The decomposition aligns with ML notions of disentanglement: $P$ captures value complexity (content), while $\phi$ captures structural complexity (temporal style). Modular learning trains these two parts independently and composes them via $f=F_P^{-1}\!\circ \phi$.
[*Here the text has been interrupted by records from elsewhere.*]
PR #2418, opened 2020-09-10
fix: repair django wsgi running error

duanhongyi:
When running the WSGI of Django, you need to wrap it with WSGIContainer. Otherwise, the following error will be caused:

```
ERROR:tornado.application:Uncaught exception
  File "/usr/local/lib/python3.7/site-packages/tornado/http1connection.py", line 273, in _read_message
    delegate.finish()
  File "/usr/local/lib/python3.7/site-packages/tornado/httpserver.py", line 280, in finish
    self.request_callback(self.request)
TypeError: __call__() missing 1 required positional argument: 'start_response'
```

I think that in tornado6 and above, as long as it is not a WSGIContainer instance, we should wrap it into WSGIContainer

### DIFF
--- a/gunicorn/workers/gtornado.py
+++ b/gunicorn/workers/gtornado.py
@@ -110,6 +110,8 @@ class TornadoWorker(Worker):
             if not isinstance(app, tornado.web.Application) or \
             isinstance(app, tornado.wsgi.WSGIApplication):
                 app = WSGIContainer(app)
+        elif not isinstance(app, WSGIContainer):
+            app = WSGIContainer(app)
 
         # Monkey-patching HTTPConnection.finish to count the
         # number of requests being handled by Tornado. This


waghanza:
Hi @duanhongyi,

I was not aware that you can run a django app with tornado worker, I use to take https://github.com/mopemope/meinheld.

Which version of `tornado` are you using ?

Seems that removing the version condition is working for both versions **5** and **6**) ℹ️ this `PR` break using tornado6 with django, but not 5.1

Regards,

duanhongyi:
@waghanza 

When I mentioned this RP, I was worried about breaking the compatibility, so I reserved the judgment. I think the version judgment can be removed from the source code. 


Because WSGIContainer existed in tornado nine years ago ^_^

waghanza:
sure. I've tested, removing the conditions works, but I have to test also with `django` ❤️

waghanza:
@duanhongyi I've made https://github.com/benoitc/gunicorn/pull/2550 to ask for this condition removal (this condition breaks our tornado @benoitc)

See a working example that use the above PR
https://the-benchmarker.semaphoreci.com/workflows/1630d7dc-f14d-4d56-ac0e-ddf21be8ef08?pipeline_id=bb457178-c247-4d47-967a-bc49ee41afa1

alviezhang:
This PR breaks tornado applications execution which versions >= 6.0. Here is an related issue #2630, and you can reproduce this issue by the official tornado application example
```python
import tornado.ioloop
import tornado.web

class MainHandler(tornado.web.RequestHandler):
    def get(self):
        self.write("Hello, world")

def make_app():
    return tornado.web.Application([
        (r"/", MainHandler),
    ])


app = make_app()


if __name__ == "__main__":
    app.listen(8888)
    tornado.ioloop.IOLoop.current().start()

```

and command
```shell
gunicorn app:app -k tornado
```

And I also tested this PR reversion of code too, which also failed with tornado >= 6.0. 
This means since this PR merged and released, the tornado worker breaks till now.

duanhongyi:
> This PR breaks tornado applications execution which versions >= 6.0. Here is an related issue #2630, and you can reproduce this issue by the official tornado application example
> 
> ```python
> import tornado.ioloop
> import tornado.web
> 
> class MainHandler(tornado.web.RequestHandler):
>     def get(self):
>         self.write("Hello, world")
> 
> def make_app():
>     return tornado.web.Application([
>         (r"/", MainHandler),
>     ])
> 
> 
> app = make_app()
> 
> 
> if __name__ == "__main__":
>     app.listen(8888)
>     tornado.ioloop.IOLoop.current().start()
> ```
> 
> and command
> 
> ```shell
> gunicorn app:app -k tornado
> ```
> 
> And I also tested this PR original reversion of code `83319f7` also failed with tornado >= 6.0,
> which means since this PR merged and released, the tornado worker breaks till now.

#2633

6.1 A PAC-style composition argument

Let $\mathcal H_P$ be a hypothesis class for marginals (e.g., parametric families, flows) and $\mathcal H_\phi$ a class for dependence models on $[0,1]$ (e.g., Markov copulas, sequence models). Consider the composed class

$$ \mathcal H_f \;=\; $$

$$ \big\{\, F_P^{-1}\!\circ h_\phi \;:\; P\in\mathcal H_P,\; h_\phi\in\mathcal H_\phi \,\big\}. $$

Suppose $\mathcal H_P$ and $\mathcal H_\phi$ are PAC-learnable with sample complexities $m_P(\varepsilon,\delta)$ and $m_\phi(\varepsilon,\delta)$ under appropriate, stable losses (e.g., proper scoring rules for density, log-likelihood). Then, under mild Lipschitz/monotonicity conditions on $F_P^{-1}$ and stability of the uniformization/quantile maps, a standard covering-number or Rademacher-complexity composition bound implies

$$ m_f(\varepsilon,\delta) \;\lesssim\; $$

$$ m_P\!\Big(\tfrac{\varepsilon}{2},\tfrac{\delta}{2}\Big) \;+\; m_\phi\!\Big(\tfrac{\varepsilon}{2},\tfrac{\delta}{2}\Big), $$

i.e., the composed class remains PAC-learnable with sample complexity bounded by the sum (up to constants) of those of the parts. This mirrors the information identity $h(f_{1:n}) = n h(P) - I(f_{1:n})$: learnability of the whole reduces to learning the marginal component and the dependence component.

7. Takeaways

Decomposition. $f(t)=F_P^{-1}(\phi(t))$ with $\phi(t)=F_P(f(t))$ is lossless and canonical.
Information split. $h(f_{1:n})=n h(P)-I(f_{1:n})$ quantifies marginal vs. dependence bits.
Estimation. Joint MLE is most efficient; two-stage IFM/pseudo-likelihood is consistent, modular, and often near-efficient.
Learnability. Under mild conditions, PAC learnability of $\mathcal H_P$ and $\mathcal H_\phi$ implies PAC learnability of the composed class $\mathcal H_f$.

References

Sklar, A. (1959). Fonctions de répartition à n dimensions et leurs marges.
Joe, H. (1997). Multivariate Models and Dependence Concepts. Chapman & Hall.
Joe, H. & Xu, J. J. (1996). The estimation method of inference functions for margins for multivariate models. Tech. Rep. 166, UBC.
Chen, X. & Fan, Y. (2006). Estimation of copula-based semiparametric time series models. Journal of Econometrics.
Patton, A. J. (2006). Modelling asymmetric exchange rate dependence. International Economic Review.
Genest, C., Ghoudi, K., & Rivest, L.-P. (1995). A semiparametric estimation procedure of dependence parameters in multivariate families of distributions. Biometrika.
Watanabe, S. (1960). Information theoretical analysis of multivariate correlation. IBM Journal of Research and Development.
Ma, J. & Sun, Z. (2011). Mutual information is copula entropy. Tsinghua Science and Technology.
Valiant, L. G. (1984). A theory of the learnable. Communications of the ACM.